Supervulcanism contributed to at least three Mass Extinctions.
2. Supernova or Gamma Ray Burst
When two stars collide or a large star goes supernova (collapses into a black hole), it can create an extremely energetic explosion. This energy travels outward in the form of Gamma Rays, which are sort of like X-rays on steroids. If such an energetic explosion occurred somewhere ‘nearby’ earth, say anywhere in our galaxy, the resulting gamma ray burst could destroy the ozone layer and irradiate the earth’s surface. It would be sort of like Marvin the Martian finally getting his giant ray gun to work and frying Earth with it.
Everything dies but the cockroaches.
1. Astronomical Impact
There are a lot of big rocks floating around in space. Every once in a while, two of them come together. Whether it’s an asteroid or a commet or even something from outside our solar system, if any big chunk of space debris come crashing into Earth, we’re dead.

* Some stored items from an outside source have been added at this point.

PR #564, opened 2025-08-14
Add deterministic advi

martiningram:
Hi everyone,

I'm one of the authors of the [paper on deterministic ADVI](https://jmlr.org/papers/v25/23-1015.html). There is an open feature request for this in PyMC [here](https://github.com/pymc-devs/pymc/issues/7374) so I thought I'd kick things off with this PR.

In simple terms, DADVI is like ADVI but rather than using a new draw to estimate its objective at each step, it uses a fixed set of draws during the optimisation. That means that (1) it can use regular off-the-shelf optimisers rather than stochastic optimisation, making convergence more reliable, and (2) it's possible to use techniques to improve the variance estimates. This is in the paper, as well as tools to assess how big the error is from using fixed draws.

This PR covers only the first part -- optimising ADVI with fixed draws. This is because I thought I'd start simple and because I'm hoping that it already addresses a real problem with ADVI, which is the difficulty in assessing convergence.

In addition to adding the code, there is an example notebook in `notebooks/deterministic_advi_example.ipynb`. It fits DADVI to the PyMC basic linear regression example. I can add more examples, but I thought I'd start simple.

I mostly lifted the code from my research repository, so there are probably some style differences. Let me know what would be important to change.

Note that JAX is needed, but there shouldn't be any other dependencies.

Very keen to hear what you all think! :)

All the best,
Martin


jessegrabowski:
This is super cool -- I'm very excited to look more closely over the next few days.

Since you're ultimately building a loss function and sending it to scipy.optimize, do you think we could re-use any of the machinery that exists for doing that in the laplace_approx module, for example [this](https://github.com/pymc-devs/pymc-extras/blob/6531ceacdf19201eefe5ff3cbdee21cd8b547b9f/pymc_extras/inference/laplace_approx/scipy_interface.py#L72) or [this](https://github.com/pymc-devs/pymc-extras/blob/6531ceacdf19201eefe5ff3cbdee21cd8b547b9f/pymc_extras/inference/laplace_approx/scipy_interface.py#L144)?

ricardoV94:
Happy to assist you. If you're vectorizing the Jacobian you probably want to build `jacobian(vectorize=True)` which can further be vectorized more nicely.

Everything is described here although a bit scattered: https://pytensor.readthedocs.io/en/latest/tutorial/gradients.html

martiningram:
Hey all, I think I made good progress with the pytensor version. A first version is here: https://github.com/pymc-devs/pymc-extras/pull/564/files#diff-1b6e7da940ec73fce49f5e13ae1db5369ec011cb0b55974ec04d81e519e923f6R55

I think the only major thing missing is to transform the draws back into the constrained space from the unconstrained space. Is there a code snippet anyone could point me to? Thanks for your help and for all the helpful advice you've already given!

zaxtax:
This looks great! Do you have any sense for the performance difference
between this and the original JAX implementation?

zaxtax:
I agree! Just curious from a optimize pytensor POV not as a blocker for
this PR!

pymc_extras/inference/deterministic_advi/dadvi.py
```diff
@@ -0,0 +1,228 @@
...
+
+    Returns
+    -------
+    Tuple[TensorVariable, TensorVariable]
+        A tuple whose first element contains the variational parameters,
+        and whose second contains the DADVI objective.
+    """
+
+    # Make the fixed draws
+    state = np.random.RandomState(random_seed)
```
ricardoV94, line 146: should use `np.random.default_rng`? RandomState is legacy numpy

pyproject.toml
```diff
@@ -40,6 +40,7 @@ dependencies = [
   "better-optimize>=0.1.5",
   "pydantic>=2.0.0",
   "preliz>=0.20.0",
+  "jax>=0.7.0"
```
ricardoV94, line 43: jax is an optional dependency on the project

pymc_extras/inference/deterministic_advi/dadvi.py
```diff
@@ -0,0 +1,228 @@
...
+    sample = means + pt.exp(log_sds) * draw
+
+    # Graph in terms of a single sample
+    logp_draw = pytensor.clone_replace(logp, replace={flat_input: sample})
+    draw_matrix = pt.constant(draws)
+
+    # Vectorise
+    logp_vectorized_draws = pytensor.graph.vectorize_graph(
+        logp_draw, replace={draw: draw_matrix}
+    )
```
ricardoV94, line 173: I don't think you need the intermediate `clone_replace` step?

```suggestion
    draw_matrix = pt.constant(draws)
    samples = means + pt.exp(log_sds) * draw_matrix
    
    logp_vectorized_draws = pytensor.graph.vectorize_graph(
        logp, replace={flat_input: samples}
    )
```

pymc_extras/inference/__init__.py
```diff
@@ -12,9 +12,16 @@
...
 from pymc_extras.inference.laplace_approx.laplace import fit_laplace
 from pymc_extras.inference.pathfinder.pathfinder import fit_pathfinder
 
-__all__ = ["find_MAP", "fit", "fit_laplace", "fit_pathfinder"]
+__all__ = [
+    "find_MAP",
+    "fit",
+    "fit_laplace",
+    "fit_pathfinder",
+    "fit_deterministic_advi",
```
jessegrabowski, line 26:
```suggestion
    "fit_dadvi",
```
For brevity? Just a suggestion

pymc_extras/inference/deterministic_advi/dadvi.py
```diff
@@ -0,0 +1,216 @@
...
+
+    f_fused, f_hessp = _compile_functions_for_scipy_optimize(
+        objective,
+        [var_params],
+        compute_grad=True,
+        compute_hessp=True,
+        compute_hess=False,
+    )
+
+    result = minimize(f_fused, np.zeros(2 * n_params), method="trust-ncg", jac=True, hessp=f_hessp)
```
jessegrabowski, line 93: Allow the user to parameterize the `minimize` function? I know the `find_MAP` signature is a bit... much, but optimization is very problem specific, it's nice to be able to fiddle with it

pymc_extras/inference/deterministic_advi/dadvi.py
```diff
@@ -0,0 +1,216 @@
...
+
+    # Graph in terms of a flat input
+    [logp], flat_input = join_nonshared_inputs(
+        point=initial_point_dict, outputs=[logp], inputs=inputs
+    )
+
+    var_params = pt.vector(name="eta", shape=(2 * n_params,))
+
+    means = var_params[:n_params]
+    log_sds = var_params[n_params:]
```
jessegrabowski, line 156:
```suggestion
    means , log_sds= pt.split(var_params, 2)
```

jessegrabowski (approved):
Looks great to me! I left some minor suggestions, but nothing I'd block over. Allower minimizer_kwargs is the biggest issue IMO

martiningram:
Thanks a lot for the suggestions and comments @jessegrabowski ! I think I implemented them, please let me know.

The only one I didn't go for in the end was your `pt.split` suggestion -- it looked great but the suggestion didn't work as-is, and it looked like the signature of `pt.split` is actually quite complicated (see [here](https://github.com/pymc-devs/pytensor/blob/40ccab1aadf84e7b6f3dd2179765aafde86416c2/pytensor/tensor/basic.py#L2189)) and after some messing around I thought the original version might be simpler. But please let me know if I'm missing something.

pymc_extras/inference/dadvi/dadvi.py
```diff
@@ -0,0 +1,237 @@
...
+)
+
+
+def fit_dadvi(
+    model: Model | None = None,
+    n_fixed_draws: int = 30,
+    random_seed: RandomSeed = None,
+    n_draws: int = 1000,
+    keep_untransformed: bool = False,
+    opt_method: minimize_method = "trust-ncg",
```
jessegrabowski, line 31: We should agree on a unified name for this, because `find_MAP` is `method`, `fit_laplace` is `optimizer_method` and now this is `opt_method`.

My first choice is just `method` but it clashes with the `pmx.fit` API (which I don't really like anyway). Thoughts?

pymc_extras/inference/dadvi/dadvi.py
```diff
@@ -0,0 +1,237 @@
...
+        compute_grad=True,
+        compute_hessp=True,
+        compute_hess=False,
+    )
+
+    result = minimize(
+        f_fused,
+        np.zeros(2 * n_params),
+        method=opt_method,
+        jac=True,
```
jessegrabowski, line 113: You don't need to hard-code this to true, `minimize` will automatically figure it out if `f_fused` returns 2 values (and the method uses gradients).

jessegrabowski (approved):
Looks great!

Bummer about `pt.split`, maybe @ricardoV94 can chime in on usage. I agree it looks more complex than expected.

pymc_extras/inference/dadvi/dadvi.py
martiningram: Thanks @jessegrabowski , I agree. I first matched the syntax in `find_map` but then noticed the clash with the `fit` method. I'm also not a huge fan of the shared API tbh.

On the other hand, I personally think `method` is maybe a bit vague anyhow. I'd be OK to go with `optimizer_method`, then at least it's consistent with `fit_laplace`. What do you think?

pymc_extras/inference/dadvi/dadvi.py
martiningram: Thanks, I didn't know that! Will change it

martiningram: I've made using the Jacobian and hessp optional now, let me know what you think!

jessegrabowski:
Yes looks nice. Could you add a use_hess option as well, in case some psycho wants to use `trust-exact` or `dogleg`?

Otherwise I'm satisfied and already approved :)

jessegrabowski:
Oh, I didn't notice you were using `scipy.optimize.minimize`. You can use[ `better_optimize.minimize`](https://github.com/jessegrabowski/better_optimize), which allows a triple-fused function. [Here](https://github.com/pymc-devs/pymc-extras/blob/d5f8f763a55c6eb680bfffa56def636571312ac1/pymc_extras/inference/laplace_approx/find_map.py#L309) is where it's actually being called. Notice that you only pass `f_fused` (which is returning either `loss`, `(loss, grad)`, or `(loss, grad, hess)` ) and `f_hessp` (which can be `None`). 

This is also why `use_jac` didn't work automatically in our previous discussion thread. `better_optimize.minimize` automatically sets the `use_jac`, `use_hess`, and `use_hessp` flags based on the method and the fused function. 

I'm sorry for not looking more closely before, that was a source of confusion.

zaxtax:
@martiningram what's required now to get LR support into DADVI?

martiningram:
Thanks a lot guys!

@jessegrabowski the sparse Jacobians look pretty awesome, thanks! I've also been keen to get sparse matrix algebra going for a long time. But I'll also have to read a bit to understand the topic, and I'm also spread quite thin right now unfortunately. But I'll have a read and will try to understand what you've done so far!

@ricardoV94 Awesome, thanks!

I have a little blog myself (https://martiningram.github.io/), but if you'd like and there's interest, I'd also love to post it on some PyMC blog. Is there one? Only if you like the article of course (I can share it for comments before) and if there's one where it would make sense, let me know.

Issue #641, opened 2025-11-07
Make `BufferResource` usable as an rmm device_memory_resource


wence-:
The `BufferResource` holds our (adapted) RMM memory resource for device allocations, and also a pool of streams used for compute.

`rmm::device_buffer`s that are created from our memory resource and on a given stream hold two things that must be alive until their destructor runs:

1. A reference (non-owning) to the memory resource that allocated them
2. A `rmm::cuda_stream_view` (non-owning) to the stream that they were allocated on

As a consequence, the `BufferResource` needs to be alive until these destructors run, so that the `stream_view` and memory resources are still valid.

In C++ this is relatively easy to achieve (and the programming model makes it obvious that one must): create the `BufferResource` in `main` and then pass in to functions that use it. Its lifetime is then longer than that of any allocations made with it.

In contrast in Python a very "natural" thing to do is something like:

```
def run():
    resource = BufferResource(...)
    data = allocate_with(resource.get_mr(), resource.get_stream())
    return data
```

Now we're hosed, because nothing is keeping the `resource` alive and so when `data` is destroyed it will run its destruction on a `cuda_stream_view` that is already gone.

The issue of the memory resource going out of scope will be solved in an upcoming RMM release where we will use CCCL `any_resource` (owning) references in `device_buffer`s (stateful memory resources will be copied by shared_ptr-like semantics).

However, that still leaves the issue of the stream lifetime.

To fix this, I suggest that we make `BufferResource` implement the RMM `device_memory_resource` concepts so that it is directly usable as a memory resource. Then, any buffers in Python that are allocated with this resource will keep it alive until they are destroyed.

Since the BufferResource is now alive the stream pool, and hence streams, will also be alive for long enough. This also solves the problem for the C++ side of things.

PR #646, opened 2025-11-09
`Context`: use shared pointer for buffer resource

madsbk:
To simplify buffer resource lifetime management in Python, `Context` now holds a `std::shared_ptr` to its buffer resource instead of a raw pointer.

Previously, in Python, a `cpp_Context` could outlive its associated `cpp_BufferResource` because the former was kept alive by a shared pointer on the C++ side, while the latter was only referenced as a raw pointer and was freed when the Python `BufferResource` wrapper went out of scope.

### DIFF
--- a/cpp/src/streaming/core/context.cpp
+++ b/cpp/src/streaming/core/context.cpp
@@ -15,7 +15,7 @@ Context::Context(
     std::shared_ptr<Communicator> comm,
     std::shared_ptr<ProgressThread> progress_thread,
     std::unique_ptr<coro::thread_pool> executor,
-    BufferResource* br,
+    std::shared_ptr<BufferResource> br,
     std::shared_ptr<Statistics> statistics
 )
     : options_{std::move(options)},
@@ -34,7 +34,7 @@ Context::Context(
 Context::Context(
     config::Options options,
     std::shared_ptr<Communicator> comm,
-    BufferResource* br,
+    std::shared_ptr<BufferResource> br,
     std::shared_ptr<Statistics> statistics
 )
     : Context(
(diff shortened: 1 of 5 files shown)


pentschev (approved):
Left a question in form of a suggestion, but looks good, thanks for catching and fixing this!

cpp/src/streaming/core/context.cpp
```diff
@@ -34,7 +34,7 @@ Context::Context(
 Context::Context(
     config::Options options,
     std::shared_ptr<Communicator> comm,
-    BufferResource* br,
+    std::shared_ptr<BufferResource> br,
```
wence-: For all of these `std::move(br)` in the initialisation list of the ctor.

python/rapidsmpf/rapidsmpf/streaming/core/context.pyx
```diff
@@ -42,7 +42,6 @@ cdef class Context:
     ):
         self._comm = comm
         self._br = br
```
wence-: C++ context now keeps this alive so no need for a separate ref in python?

cpp/src/streaming/core/context.cpp
```diff
@@ -80,7 +80,7 @@ std::unique_ptr<coro::thread_pool>& Context::executor() noexcept {
 }
 
 BufferResource* Context::br() const noexcept {
-    return br_;
+    return br_.get();
 }
```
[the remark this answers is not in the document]
madsbk: Let's wait a bit. The rest of the C++ API uses raw pointers but I suspect that it might change with https://github.com/rapidsai/rapidsmpf/issues/641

Strong evidence supports an impact causing the Cretaceous–Tertiary extinction event (the one that killed the dinosaurs). How did it happen? Well, when a 10km-wide rock slam into the ground, several things happen. First, there’s the initial explosion – several orders of magnitude more powerful than the nukes dropped on Hiroshima and Nagasaki. Depending where the impact occurs, that could kill millions, or just a whole lot of fish. Then there’s the earthquake. We’re talking a 16 on the Richter Scale – 100 000 time more powerful than any earthquake in human history. The ground would move in waves, tossing people and building about like boats on a seething ocean. It would decimate buildings and infrastructure all over the world. Imagine the aftermath of the worst earthquake ever, and all the hospitals have been destroyed.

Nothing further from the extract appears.